# ICT Major or Minor ?



## mttahir (May 19, 2013)

Hi, 
I am going to apply for ACS assessment. I was reading the guideline, it says different requirement for ICT Major and ICT Minor. 
Can anyone tell me what criteria is there to decide if I fall in ICT Major or in ICT Minor ?


----------



## espresso (Nov 2, 2012)

Hi mttahir, 

refer to the ACS Skills Assessment Guidelines on page 9. Depending on the length of your degree, you must have between 20% and 33% "ICT content" in a bachelor degree. I'd suggest to sit down with a copy of your transcript or mark sheet and colour pens. Mark everything that's "definitely ICT" in one colour and subjects with "some ICT" content in another. Then count the number of subjects and hours and calculate the ratio. If the subject names are a bit non-descriptive (e.g. "Maths 1" instead of "Linear Algebra"), it is a good idea to provide an official curriculum with detailed subject descriptions to the assessor as well. After this you should have a good idea whether it's going to be a "major" or "minor". 

Second, you'll need to determine whether your education is "closely related" to your nominated ANZSCO code or not. There is a list of closely related subjects for each code in the ANZSCO Code Descriptions document. 65% of the ICT content must be closely related to the nominated 
occupation, otherwise more years will be deducted. 

Cheers, 
Monika


----------



## padmayogesh (Jan 14, 2014)

Monika,

I need an advise here please. I have subjects in my marksheet mentioned as Maths-1 , Maths - 2 etc.,. If I have to provide the list of subjects, do I need to provide the official document of the curriculum or I can draft a list of subjects and send it to ACS. I am asking this, coz, I have done my graduation in 2003 and I have no official documentation of list of subjects.

Thanks for your help

Regards
Yogesh


----------



## espresso (Nov 2, 2012)

Hi Yogesh, 

you can compile the curriculum document yourself, but ideally, you'd get your school's stamp on it. Do you still have contact with some of your former professors? Otherwise approach the school office and ask. 

I graduated in 2002 and my university did not have an official listing of all subjects in English. I ended up translating it all myself and got it stamped by the dean of my former school.


----------



## padmayogesh (Jan 14, 2014)

Hi Monika,

Thanks for responding. Neither I am in contact with any of my old professor here, nor the college is run by old management [ Heard, it's being run by some one else].

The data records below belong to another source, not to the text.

PR #450, opened 2026-07-27
Update mysql connector to 9.7.0 and fix tests and references accordingly.

Stewori:


Stewori:
With this PR, all dependency updates are done. (Junit needs to remain pinned to 4.10 since we don't want to deal with hamcrest dependency). Running the database tests (stuff in Lib/test/zxjdbc) was a new experience for me and some of the related code looks like it hasn't been touched for well over a decade if not two. It requires setting up a local mysql process (easy e.g. via docker), for which we might write up some instructions in docs. But that's a task for after this release. With this PR tests for mysql connector pass again and I kept necessary fixes and adjustments as minimal as possible for now (me might revisit some of it later).

jeff5:
> Running the database tests (stuff in Lib/test/zxjdbc) was a new experience for me and some of the related code looks like it hasn't been touched for well over a decade if not two. It requires setting up a local mysql process (easy e.g. via docker), for which we might write up some instructions in docs.

Thanks for tracking down all the name changes. Yes, some notes would be useful. I think I dabbled in MySQL an age ago, before I started getting my kicks from Jython. I'll run some basic checks on my machine later today.

PR #240, opened 2024-01-05
khepri_cluster: Use `ra_leaderboard` first to query members locally

dumbbell:
## Why

A call to `ra_leaderboard:lookup_members/1` will be faster if it has the answer compared to a Ra server query.

## How

If it doesn't know the list of members, we fall back to the Ra server query.


kjnilsson:
Ra 2.7.2 is released with the ra leaderboard fixes.

https://hex.pm/packages/ra

PR #242, opened 2024-01-12
Always pass exported functions to Ra queries

### LINKED ISSUE #238: Passing `fun()` to `ra:*_query()` may break when executed on a remote node
Passing an anonymous function reference for execution on a remote node may break if the remote node has another version of Erlang or the module hosting the anonymous function.

It would be better to call an exported function.

Reporter by: @ansd

dumbbell:
## Why

Using `fun()` is fragile if it has to be executed on a remote node. Indeed, the remote node may have another version of the module hosting the function and the function reference may be invalid.

## How

There are two parts:

1. We always use an exported function inside Khepri.
2. We ensure that the caller of folding APIs passes MFA if they request leader or consistent queries. `fun()` are only accepted for local queries.

Fixes #238.

### DIFF
--- a/src/khepri.erl
+++ b/src/khepri.erl
@@ -72,6 +72,7 @@
 -include("include/khepri.hrl").
 -include("src/khepri_cluster.hrl").
 -include("src/khepri_error.hrl").
+-include("src/khepri_mfa.hrl").
 -include("src/khepri_ret.hrl").
 
 -export([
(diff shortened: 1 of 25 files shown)


ansd (approved):

dumbbell:
The patch is finished but I would like to test it with RabbitMQ before merging it.

dumbbell:
I have second thoughts on the fact that MFAs are good enough as a solution to execute code remotely. Yes, with the current patch, we ensure that a query won’t break because the function reference is invalid on another node. But that doesn’t mean that the function exported remotely is the same as the local one. This is quite unintuitive.

Thinking out loud here; if a leader query was requested, what about we check the cursor on the leader, wait for the local cursor to catch up, then execute the query function locally? Don’t we have the same consistency guaranty? It may take more time to answer the query though, because the catch up can be longer than a remote execution.

dumbbell:
This pull request was superseded by #260.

Can you advise me please, what could be the result/outcome, if I submit my transcript with just the subjects listed as Maths-1, Computer Science-1 etc.,

After an extensive search on Google, I could get the list of subjects taught to us in our graduation.

Regards,
Yogesh


----------



## GinjaNINJA (Apr 29, 2014)

What degree do you have ?


----------



## padmayogesh (Jan 14, 2014)

I hold Bachelor of Science Degree [ though it was *Bachelor of Science (Computers)*, my certificate just mentions it as Bachelor of Science ].


----------



## GinjaNINJA (Apr 29, 2014)

Got me confused mate 
If your degree certificate says B.Sc - Computer Science its ICT Major .
If your degree certificate says just B.Sc I guess it falls under ICT Minor category. 
Yours is a 3yr degree so 33% of all the subjects you've studied should be related to Computer science. If not its ICT Minor. You might have marksheets of each year and have a look. You dont have to calculate just by looking you can guess if its 33%.


----------



## mttahir (May 19, 2013)

espresso said:


> Hi mttahir,
> 
> refer to the ACS Skills Assessment Guidelines[/URL] on page 9. Depending on the length of your degree, you must have between 20% and 33% "ICT content" in a bachelor degree. I'd suggest to sit down with a copy of your transcript or mark sheet and colour pens. Mark everything that's "definitely ICT" in one colour and subjects with "some ICT" content in another. Then count the number of subjects and hours and calculate the ratio. If the subject names are a bit non-descriptive (e.g. "Maths 1" instead of "Linear Algebra"), it is a good idea to provide an official curriculum with detailed subject descriptions to the assessor as well. After this you should have a good idea whether it's going to be a "major" or "minor".
> 
> ...


Thanks Monika.
I calculated my percentage by adding ICT related subjects credit hours and divide by total credit hours.
I got 23% ICT content in 4 years Bachelors degree. and got 38% ICT content in 1 year Masters degree.
Am I able to clear assessment, if yes then Which of my degree can clear assessment ?


----------



## espresso (Nov 2, 2012)

Hi mttahir, 

just send everything you have (bachelor and master) to ACS. The assessors decide case-by-case. That way you maximise your chances. 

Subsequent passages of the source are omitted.